Progress is honestly the only real way to know if you're still seeing truly effective workouts. I honestly get forearm pumps from just about anything now, and when ON, that pump can last for quite awhile after I've left the gym.

Soreness can be caused by a lot of things. While DOMS do indicate that you have caused "damage" to the muscle tissues, it can easily be mistaken for lactic acidosis - which comes from a lot of anaerobic activity.

If the scale is moving in the right direction, the weights eventually get lighter, and you can see differences in the mirror over time - you're getting effective workouts. ;)

(I just train until I'm tired/failure happens, personally)
My .02c :)
 
What youre describing will work. I used to train for a pump and thats all I did. Get as much blood into the muscle as fast as I could. Its very painful. It does work though. But, eventually, at least from my experience it will only work for so long just like anything else.

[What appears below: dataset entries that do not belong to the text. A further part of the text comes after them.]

PR #10, opened 2016-06-21
Register jobs plugin

d2lam:
Register the jobs plugin. 
Bump version so that we don't need to pin it in api-aws

### DIFF
--- a/package.json
+++ b/package.json
@@ -1,6 +1,6 @@
 {
   "name": "screwdriver-api",
-  "version": "0.1.0",
+  "version": "1.0.0",
   "description": "API module for the Screwdriver CD service",
   "main": "index.js",
   "scripts": {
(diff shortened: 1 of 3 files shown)


FenrirUnbound:
👍 

Looks good to me

package.json
```diff
@@ -42,6 +42,7 @@
     "hapi-swagger": "^5.1.0",
     "inert": "^3.2.1",
     "screwdriver-plugin-builds": "^1.0.1",
+    "screwdriver-plugin-jobs": "^1.0.0",
     "screwdriver-plugin-pipelines": "0.0.2",
```
tkyi: Can you update `screwdriver-plugin-pipelines` to `0.0.4` while you're here

d2lam: Let's bump plugin-pipelines version so that we don't need to keep pinning it:
https://github.com/screwdriver-cd/plugin-pipelines/pull/4

nkatzman:
👍

PR #11, opened 2016-06-21
Adding Dockerfile and using in-memory-datastore

stjohnjohnson:
This allows us to run this in Docker as well as auto-use the in-memory datastore


jer:
👍

PR #13, opened 2016-06-22
Register platforms plugin

tkyi:
Register the platforms plugin so we can use it in aws-api


d2lam:
👍

FenrirUnbound:
👍 

Looks good to me

giphy 35

PR #15, opened 2016-06-24
Mounting the IMDB EBS volume into the container for persistence

jer:
- Also switched to :LATEST tag for the container

### DIFF
--- a/kubernetes/api_deployment.yaml
+++ b/kubernetes/api_deployment.yaml
@@ -12,14 +12,23 @@ spec:
     spec:
       containers:
       - name: screwdriver-api
-        image: screwdrivercd/api:mockdata
+        image: screwdrivercd/api
         ports:
         - containerPort: 8080
         volumeMounts:
         - name: apikey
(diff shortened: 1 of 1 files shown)


kubernetes/api_deployment.yaml
```diff
@@ -23,3 +23,7 @@ spec:
       - name: apikey
         secret:
           secretName: default-token-sw0ar
+      - name: screwdriver-imdb
+        awsElasticBlockStore:
+          volumeID: vol-3ea656b7
```
nkatzman: Where does the volumeID come from?

jer: I just manually created it in the AWS console. It's the EBS volume id.

nkatzman: Okay, it'll just require a code change if we ever delete it/recreate it

FenrirUnbound:
👍 

dappermenacingbudgie-size_restricted

nkatzman:
👍

PR #17, opened 2016-06-27
Add screwdriver-plugin-login

nkatzman:
This PR adds in the screwdriver-plugin-login plugin for authorization

The login requires it's own config value so in order to pass that to the plugin this PR also makes it possible to override the config values passed to plugins being registered by specifying it directly in the interface

This PR also:
Changes the AWS volume mounted to a new one created (the old one had invalid data in the imdb)
Mounts secrets in a directory called /etc/secrets for use when starting up the server

### DIFF
--- a/bin/server
+++ b/bin/server
@@ -4,12 +4,26 @@
 const winston = require('winston');
 const path = require('path');
 const inMemoryDatastore = require('screwdriver-datastore-imdb');
+const fs = require('fs');
+
+const jwtPrivateKey = process.env.SECRET_JWT_PRIVATE_KEY;
+const oauthClientId = process.env.SECRET_OAUTH_CLIENT_ID;
+const oauthClientSecret = process.env.SECRET_OAUTH_CLIENT_SECRET;
+const password = process.env.SECRET_PASSWORD;
+const https = process.env.IS_HTTPS || false;
 
 require('../')({
     port: process.env.PORT || 8080,
     datastore: new inMemoryDatastore({
         filename: path.join(process.env.DATA_DIR || process.cwd(), '/database.json')
-    })
+    }),
+    'screwdriver-plugin-login': {
+        https,
+        jwtPrivateKey,
+        oauthClientId,
+        oauthClientSecret,
+        password
+    }
 }, (err, server) => {
     if (err) {
         winston.error(err);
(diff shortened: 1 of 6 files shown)


kubernetes/api_deployment.yaml
```diff
@@ -19,6 +19,9 @@ spec:
         - name: apikey
           mountPath: /etc/kubernetes/apikey
           readOnly: true
+        - name: plugin-login-secrets
+          mountPath: /etc/secrets
```
stjohnjohnson: When we add more secrets, this dir will not be the same.

package.json
```diff
@@ -44,6 +44,7 @@
     "screwdriver-datastore-imdb": "^1.0.0",
     "screwdriver-plugin-builds": "^1.0.1",
     "screwdriver-plugin-jobs": "^1.0.0",
+    "screwdriver-plugin-login": "0.0.2",
```
stjohnjohnson: :( 0.0.2?

kubernetes/api_deployment.yaml
nkatzman: okay. Adding in an environment variable for the 'SECRETS_DIR' that will be able to be change

package.json
nkatzman: https://github.com/screwdriver-cd/plugin-login/pull/2

d2lam:
LGTM 👍

tkyi:
👍

bin/server
```diff
@@ -4,12 +4,27 @@
...
+const password = fs.readFileSync(`${secretsDir}/password`, 'utf8').trim();
+const https = process.env.IS_HTTPS || false;
 
 require('../')({
     port: process.env.PORT || 8080,
     datastore: new inMemoryDatastore({
         filename: path.join(process.env.DATA_DIR || process.cwd(), '/database.json')
-    })
+    }),
+    'screwdriver-plugin-login': {
```
d2lam: update README too? :)

nkatzman: updated

d2lam: 👍  
Will let stjohn do the final review :)

FenrirUnbound:
Do we want `bin/server` to bail if the secrets aren't available in the environment? Or is that the responsibility of k8s and we shouldn't worry about it?

nkatzman:
the plugin-login will scream if the secrets aren't there

FenrirUnbound:
👍 

vjt73iu - imgur

Issue #25, opened 2016-07-18
Upgrade to Node 6


stjohnjohnson:
We're currently tied to Node 4 and Node 6 is the latest stable release.  Should be a pretty easy upgrade:

 - https://github.com/nodejs/node/wiki/Breaking-changes-between-v4-and-v5
 - https://github.com/nodejs/node/wiki/Breaking-changes-between-v5-and-v6

stjohnjohnson:
Resolved thanks to @catto

PR #26, opened 2016-07-18
Upgrade to Node.js v6

catto:
This PR upgrades the build and the runtime container to Node.js v6. (#25)
It seems that there is no incompatible api use. I confirmed that all the tests were successful with Node.js v6.3.0.

### DIFF
--- a/Dockerfile
+++ b/Dockerfile
@@ -1,4 +1,4 @@
-FROM node:4
+FROM node:6
 
 # Create our application direcory
 RUN mkdir -p /usr/src/app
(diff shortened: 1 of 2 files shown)


stjohnjohnson:
👍  Woot! 
do_you_even_lift__bro

nkatzman:
The wercker build didn't run. We should validate that the tests work before we merge

catto:
Hmm.. I pushed another commit (just `commit --amend`) but it seems that the wercker build doesn't run.

stjohnjohnson:
Looks like wercker doesn't run for PRs, it runs for branches.  What?!

stjohnjohnson:
@nkatzman I verified that the test ran locally fine in v6 👍 continues

nkatzman:
👍

PR #31, opened 2016-07-21
Use new volume

d2lam:
I think this is all we need?


FenrirUnbound:
👍 

Looks reasonable to me.

olvycih

kubernetes/api_deployment.yaml
```diff
@@ -49,7 +49,7 @@ spec:
       - name: apikey
         secret:
           secretName: default-token-sw0ar
-      - name: screwdriver-imdb
+      - name: SD-imdb
```
nkatzman: shouldn't change the volume name, it's referenced above

nkatzman:
👍

PR #40, opened 2016-07-24
Validation route to parse/translate screwdriver.yamls

stjohnjohnson:
This adds a new route `/v3/validate` that passes a given yaml file through the [config-parser](https://github.com/screwdriver-cd/config-parser).  This way we don't need to install the config-parser locally in the launcher AND we can start a validate page.

### DIFF
--- a/plugins/validator.js
+++ b/plugins/validator.js
@@ -1,0 +1,46 @@
+'use strict';
+
+const parser = require('screwdriver-config-parser');
+const schema = require('screwdriver-data-schema');
+const validatorSchema = schema.api.validator;
+const boom = require('boom');
+
+/**
+ * Hapi Validator Plugin
+ *  - Validates screwdriver.yaml and returns the expected execution steps
+ * @method register
+ * @param  {Hapi.Server}    server
+ * @param  {Object}         options
+ * @param  {Function} next
+ */
+exports.register = (server, options, next) => {
+    server.route({
+        method: 'POST',
+        path: '/validator',
+        config: {
+            description: 'Validate a given screwdriver.yaml',
+            notes: 'Returns the parsed config or validation errors',
+            tags: ['api', 'validation', 'yaml'],
+            handler: (request, reply) => {
+                parser(request.payload.yaml, (err, pipeline) => {
+                    if (err) {
+                        return reply(boom.badRequest(err.message));
+                    }
+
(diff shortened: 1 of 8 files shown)


test/plugins/validator.test.js
```diff
@@ -0,0 +1,81 @@
...
+
+        it('returns 406 for bad yaml', (done) => {
+            server.inject({
+                method: 'PUT',
+                url: '/validator',
+                payload: {
+                    yaml: 'jobs: {}'
+                }
+            }, (reply) => {
+                assert.equal(reply.statusCode, 406);
```
FenrirUnbound: Are the accept header invalid?

stjohnjohnson: What?

FenrirUnbound: > **406 Not Acceptable**
The requested resource is capable of generating only content not acceptable according to the Accept headers sent in the request.

Source: https://en.wikipedia.org/wiki/List_of_HTTP_status_codes#4xx_Client_Error

Is a 400 not sufficient enough to tell the user that their input is invalid?

stjohnjohnson: Good catch.  That'll teach me for reading boom error codes and not the wikipedia page.

FenrirUnbound:
:+1: 

Looks good to me

plugins/validator.js
```diff
@@ -0,0 +1,46 @@
...
+ * Hapi Validator Plugin
+ *  - Validates screwdriver.yaml and returns the expected execution steps
+ * @method register
+ * @param  {Hapi.Server}    server
+ * @param  {Object}         options
+ * @param  {Function} next
+ */
+exports.register = (server, options, next) => {
+    server.route({
+        method: 'PUT',
```
d2lam: Interesting. Why would this be a PUT?

stjohnjohnson: I'm torn.  @jer and I went back and forth.  The reason we went with a PUT is that it's cacheable.  Although a POST makes more sense from the "Providing a block of data, such as the result of submitting a form, to a data-handling process;" perspective.

I'm not picky on this.

Filbird:
*thumbs up* 👍

jer:
👍

d2lam:
👍

PR #52, opened 2016-07-27
Removing Platforms until we come up with a Template design

stjohnjohnson:
Blocked on https://github.com/screwdriver-cd/data-schema/pull/14 and https://github.com/screwdriver-cd/models/pull/22

Right now we have no plans to add Platforms (that affect the entire pipeline), but instead design a concept of Templates (that affect the jobs), let's remove all the Platform code as it's kinda misleading and wasteful.


d2lam:
👍

nkatzman:
👍

PR #56, opened 2016-07-28
Calling list with correct parameters

nkatzman:
Because i broke stuff, here's a fix that calls the model.list functions with the correct values


tkyi:
👍

d2lam:
Makes sense 👍

PR #60, opened 2016-07-29
use sha to start a build

FenrirUnbound:
When Github sends a webhook, it includes the SHA1 in the payload. This change is to include the specific SHA1 that triggered the hook, so that we can build on that particular commit.


jer:
👍

stjohnjohnson:
OOohh, very nice. 👍 
mrw_i_fight_off_a_zerg_rush_and_counter_to_clear_the_base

I cycle my training methods. I dont have a set amount of weeks i do anything for, i go by feel. Once I feel what Im doing isnt as effective as it once was i stop it and change what im doing. I usually rotate between 10-12 for a number of week and 6-8 for a number of weeks. There are exceptions for certain exercises though. Take cable flys for example....Im never going to do 6-8 reps on cable flys. But if Im in the 6-8 rep stage im most likely not going to be doing cable flys anyways. The weeks where i train heavier with 6-8 reps is more free weight compound movement with some machines. And pump weeks 10-12 reps tend to me more machines and cables with compound stuff near the end of the session with some rest pause sets and whatnot. My trainings really a shit show and it happens on the fly LOL but it works.

The main thing is, EVERYTHING works, but not forever. Once it stops working do something else brother.